The HTTP TPC mechanism relies on utilizing the existing WebDAV COPY verb (see RFC 4918) and interoperable implementations / interpretations of this part of the specification.

Particularly, in many WebDAV implementations, COPY is limited to resources inside the same service; for third-party-copy, we allow this to trigger transfers from remote services.

GridSite delegation

If one endpoint supports third-party-copy requests and the other endpoint supports authorisation bearer tokens (e.g., macaroons) then it is possible to achieve the transfer using a bearer token. If this is not the case, one of the endpoints must support third-party-copy with GridSite delegation to achieve the file transfer.

The following lists expectations if a third-party-transfer with gridsite delegation is desired:

  • The client/user SHOULD have access to a credential that is valid for at least 20 minutes when making a GridSite COPY request.
  • The server SHOULD request the client delegates a fresh credential when the client makes a GridSite COPY request and either has no delegated credential or the delegated credential has expired.
  • The server MAY request the client delegates a fresh credential when the client makes a GridSite COPY request and the delegated credential has less than 20 minutes validity.
  • The server SHOULD NOT request the client delegates a fresh credential when the client makes a GridSite COPY request and the delegated credential has more than 20 minutes validity.
  • The server SHOULD reject the GridSite COPY request if the delegated credential has expired and the client failed to delegate a non-expired credential when requested.
  • The server MAY reject the GridSite COPY request if the delegated credential has less than 20 minutes validity and the client failed to delegate a credential with greater than 20 minutes validity when requested.

Server requests delegation

A server requests the client delegates a credential by responding to the COPY request with a 302 response that includes the X-Delegate-To response header and a Location response header.

The X-Delegate-To header's value is a space-separated list of absolute URLs. Each URL is a GridSite delegation endpoint.

The client SHOULD delegate a credential to one of the listed GridSite delegation endpoints. If a delegation attempt fails then the client SHOULD attempt to delegate with another of the supplied GridSite URLs. The client MAY contact the GridSite endpoints in any order, but SHOULD try all endpoints before failing.

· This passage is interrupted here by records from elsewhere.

PR #4973, opened 2015-01-10
Log scopes to notification instead of console

### LINKED ISSUE #4969: Post an info notification in response to editor:log-cursor-scope
See: https://discuss.atom.io/t/how-to-see-what-syntax-markup-is-being-used/14172

Needing the console open inhibits the discoverability of this *very* useful command. If it popped up a notification, some Sublime users might try the key combination out of habit (I know I did when I first started using Atom) and get a little warm fuzzy out of it. (Besides putting notifications to use in a situation other than error logging :grinning:)

lee-dohm:
Fixes #4969

See: https://discuss.atom.io/t/how-to-see-what-syntax-markup-is-being-used/14172

screen shot 2015-01-09 at 4 31 11 pm

### DIFF
--- a/src/text-editor.coffee
+++ b/src/text-editor.coffee
@@ -2522,7 +2522,11 @@ class TextEditor extends Model
 
   logCursorScope: ->
     scopeDescriptor = @getLastCursor().getScopeDescriptor()
-    console.log scopeDescriptor.scopes, scopeDescriptor
+    list = scopeDescriptor.scopes.toString().split(',')
+    list = _.map list, (item) -> "* #{item}"
+    content = "Scopes at Cursor\n#{list.join('\n')}"
+
+    atom.notifications.addInfo(content, dismissable: true)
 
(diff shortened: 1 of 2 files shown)


src/text-editor.coffee
```diff
@@ -2522,7 +2522,11 @@ class TextEditor extends Model
 
   logCursorScope: ->
     scopeDescriptor = @getLastCursor().getScopeDescriptor()
-    console.log scopeDescriptor.scopes, scopeDescriptor
+    list = scopeDescriptor.scopes.toString().split(',')
+    list = _.map list, (item) -> "* #{item}"
```
kevinsawicki: Really minor, but you could just call `list.map` instead of `_.map`

lee-dohm: Thanks! Momentito por favor :grinning:

kevinsawicki:
:ship: Very nice!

Once the client has successfully delegated a credential then the client SHOULD issue the same COPY request to the URL provided in the Location response header.

Request Headers

We utilize several HTTP headers in the WebDAV Third-Party Copy (TPC) request that modify how the copy works. These are listed below:

RequireChecksumVerification
Controls whether a successful transfer requires the service to obtain a remote checksum value that using the same checksum algorithm of a known checksum value. This could be because the 3rd-party server does not support reporting checksum values or the local server does not know how to generate the supplied checksum. Valid values are true (fail transfer if the remote server does not provide a matching checksum value) and false (allow transfer to succeed in the absence of checksum information). Regardless of the value of RequireChecksumVerification, if the server determines the checksum is incorrect, it SHOULD fail the transfer. If not specified, then the behavior is implementation-specific. Clients SHOULD specify this header and not rely on implementation-specific behavior. We note two distinct behaviors:
  • DPM: DPM ignores this header and never performs checksum validation.
  • dCache: If not specified then (by default) true is used (the admin may change this default). dCache will always use RFC 3230 to request a checksum from the remote host and fail the transfer if there is a checksum mismatch. However, if the remote host does not return a checksum (or does not support the checksum type), this option controls whether or not dCache will fail the transfer.

Credential
Controls from which source the TPC request credentials will be obtained. Clients performing a COPY request SHOULD always set the Credential header.
  • Currently defined values are gridsite (obtain via gridsite delegation), oidc (obtain credential via OAuth 2.0 Token Exchange), or none.
  • If the client does not specify the Credential header, then the handling of credential delegation is implementation-specific.
  • If token authentication (or any other HTTP header-based authentication) with the inactive endpoint is used, then the client may set Credential to none and specify headers for the transfer via the TransferHeader* mechanism.
  • If the client specifies the Credential header, the server MUST utilize the corresponding mechanism or reject the request. If the server does not support the mechanism, it MUST response with 400 status code.

Overwrite
Controls whether the client desires the TPC request to overwrite an existing file. Valid values are T (overwrite any existing file) and F (fail request if file already exists). If not specified then T is used.

Source
The URL from which data will be read. This makes the COPY request a pull request. The value must be a valid URL. Must not be specified in a request that defines the Destination header.

Destination
Te URL to which data will be written. This makes the COPY request a push request. Must not be specified in the same request that defines the Source header.

TransferHeader*
any header that starts TransferHeader is copied into the GET or PUT request but without this prefix; for example a header TransferHeaderAuthorization: bearer foo is coped into TPC requests as Authorization: bearer foo.

Response

In addition to the general status codes possible, the following status codes have specific applicability to COPY:

201 (Created)
The source resource was successfully copied. The COPY operation resulted in the creation of a new resource.

202 (Accepted)
Copy request accepted. Servers may provide progress information about the COPY request as part of chunked encoding response (RFC 7230).

204 (No Content)
The source resource was successfully copied to a preexisting destination resource.

207 (Multi-Status)
Support for the WebDav (RFC-2518 10.6)

30X (Redirections)
All redirections code MUST be supported by the client.

403 (Forbidden)
The operation is forbidden. A special case for COPY could be that the source and destination resources are the same resource.

409 (Conflict)
A resource cannot be created at the destination until one or more intermediate parent resources have been created.

412 (Precondition Failed)
A precondition header check failed, e.g., the Overwrite header is "F" and the destination URL is already mapped to a resource.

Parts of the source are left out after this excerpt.